Post-stream Verification

We also designed BLT to let presenters prove the content was authentic even after they've completed their broadcast. This is done by generating a closing attestation in EAS referencing the opening attestation. We are also working on a way to quickly generate a content hash of the raw audio/video file to include in the closing attestation. From there we plan to leverage the C2PA manifest approach to prevent any further alterations.

What if there are multiple people broadcasting

Our approach works well in scenarios where there are multiple presenters and audiences such as a virtual meeting. In these scenarios one facilitator would create a session and generate a UID. Each participant would reference that UID in their opening attestation linking the participant together. Each participant is both a presenter and a viewer, so they will individually broadcast their messages while and generate a closing attestation when the session is complete. Similarly the session facilitator can create a closing attestation that references all participating UIDs as well as a content hash for the entire session.

BLT in a Closed Network

It's likely there are cases where the public attestation component of the BLT is not desirable (e.g., court hearings, private meetings, etc). In these instances the presenter's identity can be established through traditional mechanisms by a third party and the the Attestation UID is created on their behalf. There is an extra step here to encrypt the additional data that is included in the attestation and distributing a key to specific audience members so that they can decrypt that data for verification. Assuming in this scenario the content distribution infrastructure is also controlled, these aspects can be integrated into the "log-in to the meeting" process.

Why bother with this?

We think it's pretty obvious, but live streaming deep fakes is definitely going to be a thing. Does the BLT fix everything? absolutely not, but it's a step in the right direction. Just like fake watermarks in produced media, digital authenticity is always a cat and mouse game. We believe that by tying reputation (a.k.a digital identity) into on-chain attestation makes the best use of the tools that we currently have available. We also think that sometimes to avoid technical vulnerabilities you need non-technical solutions.
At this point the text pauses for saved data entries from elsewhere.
PR #4996, opened 2020-06-20
BUG: Fix SimpleITK build error in debug mode

lassoan:
Trying to fix SimpleITK build error due to missing python_d.lib by undoing a change that was added to consistently force using release-mode Python in all external projects (by setting PYTHON_DEBUG_LIBRARY).
This change was necessary for VTK but seems to cause problems for SimpleITK.

re #4991

@cpinter Please confirm that this fixes the build error for you. You may need to delete PYTHON_DEBUG_LIBRARY from SimpleITK's CMake cache (or start a clean build).


lassoan:
This fixes all the debug-mode build errors for me, starting from a clean build. I will merge this if there is no specific objection.

jcfr:
Great news.

Could you squash the two commits together and update the commit message accordingly referencing the one that is being reverted.

The current history associated with this PR seems confusing :pray:

jcfr:
Thanks @lassoan

PR #5003, opened 2020-06-23
BUG: Add missing import to ScriptedLoadableModule

adamaji:
This commit fixes the following error when using takeScreenshot from a
ScriptedLoadableModuleLogic subclass:
```
  File "path\to\slicer\Python\slicer\ScriptedLoadableModule.py", line
  344, in takeScreenshot
      imageData = vtk.vtkImageData()
      NameError: name 'vtk' is not defined
```


jcfr:
Thanks for your contribution @adamaji  🙏

PR #5018, opened 2020-06-26
ENH: Update transform node name when the transform is inverted

lassoan:
When inverting a transform by clicking "Invert" button, it is easy to lose track how many times invert was clicked and the user does not know if the transform ends up being the same as the original or inverted.

We change the behavior so that a (-) suffix as appended to or removed from the transform's name each time "Invert" is clicked.

image

image

### DIFF
--- a/Libs/MRML/Core/vtkMRMLTransformNode.cxx
+++ b/Libs/MRML/Core/vtkMRMLTransformNode.cxx
@@ -39,6 +39,7 @@ Version:   $Revision: 1.14 $
 #include <vtkPoints.h>
 #include <vtkThinPlateSplineTransform.h>
 #include <vtkTransform.h>
+#include <vtksys/SystemTools.hxx>
 
 // STD includes
 #include <sstream>
@@ -1191,6 +1192,22 @@ void vtkMRMLTransformNode::Inverse()
   this->StorableModifiedTime.Modified();
   this->Modified();
   this->TransformModified();
+}
+
+//----------------------------------------------------------------------------
+void vtkMRMLTransformNode::InverseName()
+{
+  std::string nodeName = (this->GetName() ? this->GetName() : "");
+  const std::string inverseSuffix(" (-)"); // this could be moved to a member variable
+  if (vtksys::SystemTools::StringEndsWith(nodeName, inverseSuffix.c_str()))
+    {
+    nodeName.erase(nodeName.size() - inverseSuffix.size(), inverseSuffix.size());
+    }
+  else
+    {
+    nodeName += inverseSuffix;
+    }
+  this->SetName(nodeName.c_str());
 }
 
 //----------------------------------------------------------------------------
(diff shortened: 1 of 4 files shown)


Modules/Loadable/Transforms/SubjectHierarchyPlugins/qSlicerSubjectHierarchyTransformsPlugin.cxx
```diff
@@ -408,7 +408,9 @@ void qSlicerSubjectHierarchyTransformsPlugin::invert()
     shNode->GetItemDataNode(currentItemID) );
   if (transformNode)
     {
+    MRMLNodeModifyBlocker blocker(transformNode);
     transformNode->Inverse();
+    transformNode->InverseName();
```
pieper, line 413: Wouldn't it make more sense to put the `InverseName` inside the `Inverse` method of the node rather than having duplicate logic in the GUI code.  Also if anyone outside uses the `Inverse` method they will get consistent results.

Libs/MRML/Core/vtkMRMLTransformNode.cxx
```diff
@@ -1193,6 +1194,22 @@ void vtkMRMLTransformNode::Inverse()
   this->TransformModified();
 }
 
+//----------------------------------------------------------------------------
+void vtkMRMLTransformNode::InverseName()
```
pieper, line 1198: I feel like this should be an independent member variable like `HasBeenInverted` and the display should be just a gui feature.  Although I guess the benefit of changing the name is that it will appear consistently on all comboboxes, list view, etc.  But it will also be in the default filename, which is kind of odd.  Overall I guess it's fine to change the name.

Modules/Loadable/Transforms/SubjectHierarchyPlugins/qSlicerSubjectHierarchyTransformsPlugin.cxx
lassoan: I've though about that, too. In fact, I've implemented like that initially. But it then I moved it out to a separate function to not change current behavior, as modules may not expect this side effect. For example, if Inverse() would include InverseName() then result of SetName(); Inverse(); would differ from Inverse(); SetName().

I talked to @ungi about this, too, and he preferred keeping these two methods separate (at MRML level).

Libs/MRML/Core/vtkMRMLTransformNode.cxx
lassoan: This is an interesting point. We actually have a notion of "inverted" transform (shown in the Information section in Transforms module), but it is really about the consistency of the node name and content. If you invert the transform and save it then you do want to reflect that in the name.

lassoan:
@pieper Thank you for the review and raising these questions. After talking to @ungi and thinking about it a bit more, I would lean towards keeping the current implementation (separate Inverse/InverseName and actually change the transform name), unless you disagree.

lassoan:
@pieper please check and approve if you agree that it's OK like this (merging is blocked if there are "changes requested" in the review)

Libs/MRML/Core/vtkMRMLTransformNode.cxx
pieper: Yes, makes sense.

PR #5024, opened 2020-06-30
New module finder dialog

lassoan:
This commit replaces module selector combobox search and "All modules" submenu by a new module finder dialog.

Module menu's "All modules" section could not show all the modules in one screen.

Solution: Replaced the module toolbar's combobox and the "All modules" list with a  "Module finder" window, which is brought up when user clicks module search icon or hits Ctrl/Cmd + F.
It can select a module using the same number of clicks as the combobox (type characters, press arrow-down key N times, then press Enter to go to that module).

Built-in modules can be hidden, so it is easy to find modules installed by extensions.
Module category is shown (e.g., Cleaner module is available in Surface models->Advanced category).
Developer information can be optionally displayed: module type (CLI, C++ loadable, scripted loadable), location, dependencies.

Demo video:

https://youtu.be/bhPbT0pu2K8

### DIFF
--- a/Base/QTCore/qSlicerUtils.h
+++ b/Base/QTCore/qSlicerUtils.h
@@ -26,6 +26,8 @@
 
 #include "qSlicerBaseQTCoreExport.h"
 
+class qSlicerAbstractCoreModule;
+
 class Q_SLICER_BASE_QTCORE_EXPORT qSlicerUtils
 {
 
@@ -52,6 +54,11 @@ public:
   /// \note Associated \a fileName is expected to match the following
   /// regular expression: "(lib)?qSlicer.+Module\\.(so, dll, dylib)"
   static bool isLoadableModule(const QString& filePath);
+
+  /// Return \a true is the module is for testing purposes.
+  /// These modules are for testing and for troubleshooting and normally should not be displayed
+  /// to end users.
+  static bool isTestingModule(qSlicerAbstractCoreModule* module);
 
   /// Look for target file in build intermediate directory.
   /// On windows, the intermediate directory includes: . Debug RelWithDebInfo Release MinSizeRel
--- a/Base/QTGUI/qSlicerModuleFinderDialog.cxx
+++ b/Base/QTGUI/qSlicerModuleFinderDialog.cxx
@@ -1,0 +1,404 @@
+/*==============================================================================
+
+  Program: 3D Slicer
+
+  Copyright (c) Kitware Inc.
+
+  See COPYRIGHT.txt
+  or http://www.slicer.org/copyright/copyright.txt for details.
+
+  Unless required by applicable law or agreed to in writing, software
+  distributed under the License is distributed on an "AS IS" BASIS,
+  WITHOUT WARRANTIES OR CONDITIONS OF ANY KIND, either express or implied.
+  See the License for the specific language governing permissions and
+  limitations under the License.
+
+==============================================================================*/
+
+// STD includes
+#include <algorithm>
+
+// Qt includes
+#include <QKeyEvent>
+#include <QPushButton>
+
+// Slicer includes
+#include "qSlicerAbstractCoreModule.h"
+#include "qSlicerAbstractModule.h"
+#include "qSlicerApplication.h"
+#include "qSlicerModuleFactoryFilterModel.h"
+#include "qSlicerModuleFactoryManager.h"
+#include "qSlicerModuleManager.h"
+#include "qSlicerModuleFinderDialog.h"
+#include "qSlicerUtils.h"
+#include "ui_qSlicerModuleFinderDialog.h"
+
+// --------------------------------------------------------------------------
+// qSlicerModuleFinderDialogPrivate
+
+//-----------------------------------------------------------------------------
+class qSlicerModuleFinderDialogPrivate: public Ui_qSlicerModuleFinderDialog
+{
+  Q_DECLARE_PUBLIC(qSlicerModuleFinderDialog);
+protected:
+  qSlicerModuleFinderDialog* const q_ptr;
+
+public:
+  qSlicerModuleFinderDialogPrivate(qSlicerModuleFinderDialog& object);
+
+  /// Convenient method regrouping all initialization code
+  void init();
+
+  void makeSelectedItemVisible();
+
+  QString CurrentModuleName;
+};
+
+// --------------------------------------------------------------------------
+// qSlicerModuleFinderDialogPrivate methods
+
+// --------------------------------------------------------------------------
+qSlicerModuleFinderDialogPrivate::qSlicerModuleFinderDialogPrivate(qSlicerModuleFinderDialog& object)
+  :q_ptr(&object)
+{
+}
+
+// --------------------------------------------------------------------------
+void qSlicerModuleFinderDialogPrivate::init()
+{
+  Q_Q(qSlicerModuleFinderDialog);
+
+  this->setupUi(q);
+
+  qSlicerCoreApplication * coreApp = qSlicerCoreApplication::application();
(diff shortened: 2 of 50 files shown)


finetjul:
LGTM, thanks. 

I wonder if optionally searching through the module documentation could be useful. For example, someone may want to "smooth" an image, unfortunately, the corresponding filter is "Gaussian Blur Image Filter". If "smooth" was mentionned in the filter documentation (unfortunately not the case), it could be found that way. (same thing for the SimpleFilters module that should list all the available ITK filters in the documentation)

WDYT ?

lassoan:
Adding an option to search in the documentation would be a good idea. Do you have a suggestion for how it could be implemented? (I think you are the original author of qSlicerModuleFactoryFilterModel)

Base/QTCore/qSlicerUtils.h
```diff
@@ -53,6 +53,8 @@ class Q_SLICER_BASE_QTCORE_EXPORT qSlicerUtils
   /// regular expression: "(lib)?qSlicer.+Module\\.(so, dll, dylib)"
   static bool isLoadableModule(const QString& filePath);
 
+  static bool isTestingModule(const QStringList& categories);
```
jcfr, line 56: `hasTestingCategory` ?

Base/QTGUI/qSlicerModuleFinderDialog.cxx
```diff
@@ -0,0 +1,342 @@
...
+#include <QPushButton>
+
+// QtGUI includes
+#include "qSlicerAbstractCoreModule.h"
+#include "qSlicerAbstractModule.h"
+#include "qSlicerApplication.h"
+#include "qSlicerModuleFactoryFilterModel.h"
+#include "qSlicerModuleFactoryManager.h"
+#include "qSlicerModuleManager.h"
+//#include "qSlicerModulesMenu.h"
```
jcfr, line 35: Remove

Base/QTGUI/qSlicerModuleFinderDialog.cxx
```diff
@@ -0,0 +1,342 @@
...
+==============================================================================*/
+
+// STD includes
+#include <algorithm>
+
+// Qt includes
+#include <QKeyEvent>
+#include <QPushButton>
+
+// QtGUI includes
```
jcfr, line 28: `// Slicer includes`

Base/QTGUI/qSlicerModuleFinderDialog.cxx
```diff
@@ -0,0 +1,342 @@
...
+};
+
+// --------------------------------------------------------------------------
+// qSlicerModuleFinderDialogPrivate methods
+
+// --------------------------------------------------------------------------
+qSlicerModuleFinderDialogPrivate::qSlicerModuleFinderDialogPrivate(qSlicerModuleFinderDialog& object)
+  :q_ptr(&object)
+{
+  //this->ModulesMenu = nullptr;
```
jcfr, line 66: Remove

Base/QTGUI/qSlicerModuleFinderDialog.cxx
```diff
@@ -0,0 +1,342 @@
...
+  Q_Q(qSlicerModuleFinderDialog);
+
+  this->setupUi(q);
+
+  qSlicerCoreApplication * coreApp = qSlicerCoreApplication::application();
+  qSlicerAbstractModuleFactoryManager* factoryManager = coreApp->moduleManager()->factoryManager();
+
+  qSlicerModuleFactoryFilterModel* filterModel = this->SlicerModulesListView->filterModel();
+
+  // Hide modules that do not have GUI (use cannot switch to them)
```
jcfr, line 81: `use cannot switch to them` -> `user cannot switch to them`

Base/QTGUI/qSlicerModuleFinderDialog.cxx
```diff
@@ -0,0 +1,342 @@
...
+      }
+    }
+
+  if (module)
+    {
+    d->CurrentModuleName = module->name();
+
+    d->ModuleNameLineEdit->setText(module->name());
+
+    QString type = QLatin1String("Core");
```
jcfr, line 158:
```
// Use "inherits" instead of "qobject_cast" because "qSlicerBaseQTCLI" depends on "qSlicerQTGUI"
```

Base/QTGUI/qSlicerModuleFinderDialog.h
```diff
@@ -0,0 +1,64 @@
...
+
+// CTK includes
+#include <ctkPimpl.h>
+
+// Slicer includes
+#include "QDialog.h"
+#include "qSlicerBaseQTGUIExport.h"
+
+/// Forward declarations
+class qSlicerModuleFinderDialogPrivate;
```
jcfr, line 29: Sort alphabetically

Base/QTGUI/qSlicerModuleFinderDialog.h
```diff
@@ -0,0 +1,64 @@
...
+==============================================================================*/
+
+#ifndef __qSlicerModuleFinderDialog_h
+#define __qSlicerModuleFinderDialog_h
+
+// CTK includes
+#include <ctkPimpl.h>
+
+// Slicer includes
+#include "QDialog.h"
```
jcfr, line 25: `QDialog.h` -> `QDialog` 

Move to `// Qt includes` sections

finetjul:
I like the idea of a custom Qt model role with keywords. 

A simpler approach could be to have whole documentation in Qt::ToolTipRole and filter on it. It would then display the documentation on long mouse over.

Base/QTCore/qSlicerUtils.h
lassoan: This method determines if the module is for testing only, the current implementation is to check the category but in the future it may use different mechanisms.

I'll add a comment to clarify this.

Base/QTGUI/qSlicerModuleFinderDialog.cxx
lassoan: ok!

Base/QTGUI/qSlicerModuleFinderDialog.cxx
lassoan: ok

Base/QTGUI/qSlicerModuleFinderDialog.cxx
lassoan: ok

Base/QTGUI/qSlicerModuleFinderDialog.cxx
lassoan: ok

Base/QTGUI/qSlicerModuleFinderDialog.cxx
lassoan: ok

Base/QTGUI/qSlicerModuleFinderDialog.h
lassoan: ok

Base/QTGUI/qSlicerModuleFinderDialog.h
lassoan: ok

Base/QTCore/qSlicerUtils.h
jcfr: Thanks.

Would it make sense to have the following signature then:

```
static bool isTestingModule(qSlicerAbstractCoreModule* module);
```

lassoan:
I've fixed all the code review comments, added full-text search option, and reviewed and fixed all core modules help/acknowledgement sections.

jcfr:
:+1:  :fire:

To inspire fear, here are a couple of scenarios that will be likely within the next 12 months:

1) Proxy Speakers: People are very busy and value their time. Many meetings and decisions might not require them to be present, but there is an expectation that they are. Why not abdicate your say to someone you trust speak on your behalf, but instead of seeking approval for this just have them be a fake you... nobody has to know. 2) AI Speakers: Why try to find someone you trust - just have an AI that is trained to think, act, look and sound like you be your representative? What could possibly go wrong. 3) Malicious Intent: Many of us are already pretty weary of trusting people over with personal information over the phone or in chats. But hop on a video call and we get a pretty high level of comfort that we are speaking with someone legitimate. Especially if they look and sound like you. People are way more willing to give away private information to someone who "looks" like they are trying to help.

I could keep going, but it makes me depressed...

Our vision

We need to start somewhere and Zeroth Technology is eager to do our part. We don't have all the answers to this and we think it must evolve rapidly to stay a step ahead. We look forward to community inputs to help us do a better job of face detection, noise filtering and color mixing. We want to make a mobile version that is super simple to use and we want to have a host of independent verifying solutions.

We don't think every live stream needs to be authenticated, but we need to have the tools ready for the ones that do.